Agricultural supply (tons) of cereals, fruits, dates, and vegetables in Qatar from 2010 to 2020 (Planning and Statistics Authority in Qatar 2012, 2013b, 2014, 2015b, 2017b, 2020a)

6 Conclusion and policy implications

Considering climate change, shortage of resources, population growth, and harsh climate, the agricultural sector in Qatar is encountering several challenges in ensuring its growing food needs. Advanced technological solutions such as active smart greenhouses, IoT and precision agriculture, as well as alternative sources for water and energy, can support the state of Qatar to achieve its National Vision 2030, particularly the food security, environmental and sustainability challenges.

This paper aims to generate the knowledge, innovation, technologies, and practices needed to boost the local food production as well as increase the self-reliance of communities in four aspects:

  1. (1)

    lead to a state-of-art deep understanding of the actual situation of agriculture in Qatar as well as introducing smart greenhouses as a key solution to overcome agriculture challenges at the national level;

  2. (2)

    develop win–win business opportunities for massive portfolios assets that are beneficial for consumers, farmers, and industrials;

  3. (3)

    contribute to the modernization and transition to precision agriculture through adoption of smart greenhouses, integrating effective energy us, and water into agri-technology, as well as promoting the incorporation of pertinent technologies in the agricultural sector and

  4. (4)

    may offer researchers and scientists with knowledge, which encourage them to develop advanced solutions and practices to answer the challenges linked to the transition to sustainable and precise agriculture.

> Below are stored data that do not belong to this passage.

PR #3917, opened 2017-11-25
Fix #3861 - Automplete detecting unwanted symbols

### LINKED ISSUE #3861: Automplete detecting unwanted symbols
### Description of the Issue
The autocomplete detects symbols it should not detect as variables in .js files. This has multiple times caused me to get random symbols in my code, that I did not intend to be there.

1. Make a .js file.
2. Write the following:
// somevar}
somev
3. "somevar" should autocomplete to "somevar}"

### Expected Behavior
I expected the autocomplete to omit the "}" symbol.

### Actual Behavior
The autocomplete did not omit the "}" symbol.

### Debug Information
Notepad++ v7.5.1   (64-bit)
Build time : Aug 29 2017 - 02:38:44
Admin mode : OFF
Local Conf mode : OFF
OS : Windows 10 (64-bit)

Problem:
slett

annbumagina:
fixed #3861

### DIFF
--- a/PowerEditor/src/ScitillaComponent/AutoCompletion.cpp
+++ b/PowerEditor/src/ScitillaComponent/AutoCompletion.cpp
@@ -135,7 +135,7 @@ void AutoCompletion::getWordArray(vector<generic_string> & wordArray, TCHAR *beg
 
 	generic_string expr(TEXT("\\<"));
 	expr += beginChars;
-	expr += TEXT("[^ \\t\\n\\r.,;:\"()=<>'+!\\[\\]]+");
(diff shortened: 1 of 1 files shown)


PowerEditor/src/ScitillaComponent/AutoCompletion.cpp
```diff
@@ -135,7 +135,7 @@ void AutoCompletion::getWordArray(vector<generic_string> & wordArray, TCHAR *beg
 
 	generic_string expr(TEXT("\\<"));
 	expr += beginChars;
-	expr += TEXT("[^ \\t\\n\\r.,;:\"()=<>'+!\\[\\]]+");
+	expr += TEXT("[^ \\t\\n\\r.,;:\"(){}#$%&*-@^�|`~\\\\=<>'+!\\[\\]]+");
```
donho: I would exclude only {}.

PR #3918, opened 2017-11-25
cmake config update

chcg:
- update of cmake config to reflect the vs proj changes since the last update

### DIFF
--- a/PowerEditor/src/CMakeLists.txt
+++ b/PowerEditor/src/CMakeLists.txt
@@ -53,16 +53,23 @@ SET(projIncludDir	../../scintilla/include/
 					./WinControls/FunctionList/
 					./uchardet/
 					./WinControls/FileBrowser/
-					./WinControls/ReadDirectoryChanges/)
+					./WinControls/ReadDirectoryChanges/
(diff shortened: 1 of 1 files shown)


chcg:
See https://ci.appveyor.com/project/chcg/notepad-plus-plus/build/job/6w7a37kn44ojo0y1 for a testbuild with cmake. The mingw variant needs the changes from #4145 to have a chance to complete successfully.

donho:
@chcg Since vcproj files and makefile are maintained now, what's the point of CMakeList.txt ?

chcg:
By usage of cmake you could created make files for a lot of more build systems than just current MS vsproject or mingw make. You could generate vsproj files for different VS versions, jom, nmake, make, ninja, etc, see https://cmake.org/cmake/help/latest/manual/cmake-generators.7.html. 

Additionally it would be possible to add a packaging step via the cmake part cpack (https://cmake.org/cmake/help/latest/manual/cpack-generators.7.html#manual:cpack-generators(7))

But in the end that all just makes sense if it is maintained at least a little bit.

PR #3930, opened 2017-11-27
Updated multiline comments in Cmake. Now they are correctly highliting.

Motyaspr:


dail8859:
These changes need submitted to the [Scintilla project](https://sourceforge.net/p/scintilla/bugs/) as they maintain all the lexer code. It is also possible this bug is fixed in their codebase.

donho:
CMake lexer is part of Scintilla project.
Please do you PR in http://www.scintilla.org/

PR #3942, opened 2017-11-30
Regression: Fixed multiple issues

SinghRajenM:
This PR fixes below issue
  **1. Nsis wanring**
&nbsp;&nbsp;&nbsp;&nbsp; Fix: It will provide estimated install size on component select page.

**2. Themes files installation is broken in V7.5.2**
&nbsp;&nbsp;&nbsp;&nbsp; Root cause: Variable $UPDATE_PATH was not before calling themes.nsh.

**3. Localization files installation is broken in V7.5.2**
&nbsp;&nbsp;&nbsp;&nbsp; Root cause: In "%temp%/nst143F.tmp" (nst143F.tmp is not fixed, it is created randomly by nsis), nppLocalization folder is not created. I could not figure out why. But yes, once installation is done (on finish dialog, before clicking finish), this folder appears again in "%temp%/nst143F.tmp".

P.S.  Could not reopen PR #3750, so opening new PR.

PR #3943, opened 2017-11-30
Fixed Dspell issues

SinghRajenM:
Issue:
1. DspellChecker is included V7.5.2, but it is not working. Because default the dictionary path should be "%appdata%/Notepad++/plugins/config/Hunspell". Referred V6.7.8 script. 

2. To install additional language (dictionary), npp must run as admin to add these files to "%programfiles/Notepad/plugins/config/Hunspell". Therefore, better to use %adddata% instead of INSTALLDIR.

3. Installed files are not removed on uninstallation.

Updated mainSectionFuncs.nsh, just to remove unreferenced label warning.

**Please note: This PR will work after PR #3942, Because $UPDATE_PATH will be available after that only. So PR #3942 is must for this PR.**

### DIFF
--- a/PowerEditor/bin/change.log
+++ b/PowerEditor/bin/change.log
@@ -1,3 +1,10 @@
+Notepad++ 7.5.3 bug-fixes:
+
+1.  Fix shell extension registration failure in installer.
+2.  Fix theme files installation failure in installer. 
+3.  Fix DSpellCheck incomplete installation in installer.
+
+
 Notepad++ 7.5.2 new features/enhancements & bug-fixes:
 
 1.  Fixed hanging issue while modifying JavaScript TAB settings.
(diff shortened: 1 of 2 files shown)


SinghRajenM:
God knows why it got closed automatically while resolving conflict.

dail8859:
@SinghRajenM Looks like it was force pushed and contains 0 commits.

SinghRajenM:
May be. I executed below commands.
```
git reset --hard origin/master
git commit -a
git push --force nppSingh nsis_DspellCheck_20171130
```

After that It has gone. Anyway, this is already fixed by @donho in except point 2.

SinghRajenM:
May be. I executed below commands.
```
git reset --hard origin/master
git commit -a
git push --force nppSingh nsis_DspellCheck_20171130
```

After that It has gone. Anyway, this is already fixed by @donho in except point 2.

PR #3958, opened 2017-12-06
Keep existing context menu text (Edit with Notepad++)

mlocati:
I use the keyboard a lot, and the `n` accelerator key is already taken by other entries in the Explorer context menu.
So, every time I install/update Notepad++, I change the `Edit with &Notepad++` to `Edit with Notepad&++`.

Therefore, the areas of greenhouse development that could potentially lead to higher food security levels while meeting the sustainability goals of Qatar are:

  • innovative greenhouse designs adopted to the Qatari climate characterized by high temperatures, humidity and solar radiation;

  • new technological systems for food production like hydroponics, aquaponics and vertical farming;

  • innovative cooling systems allowing all-year-round crop production especially during summer months while being less water intensive than e.g., the evaporative cooling system;

  • advanced technological solutions such as the Internet of Things (IoT), metering and communication infrastructure, artificial intelligence, advanced monitoring and control techniques and smart greenhouses targeting ways to optimize resource use, maximize agricultural productivity, adaptation and mitigation against climate change;

  • use of alternative energy sources like solar, wind, geothermal, etc. to cover the needs of irrigation, cooling and desalination while reducing the associated carbon emissions of the use of fossil fuels and

  • use of alternative water sources other than fresh groundwater like TSE or recycled water in agriculture.

These greenhouse advancements will generate local socio-economic and environmental advantages. Besides, they will provide an attractive occasion for fostering sustainable development, guaranteeing the high-performance abilities and thus promoting the renovation of the agricultural sector. This is of incredible significance for the efficient design and expansion of the next-generation agricultural sector in terms of self-monitoring, self-control, and optimal operation.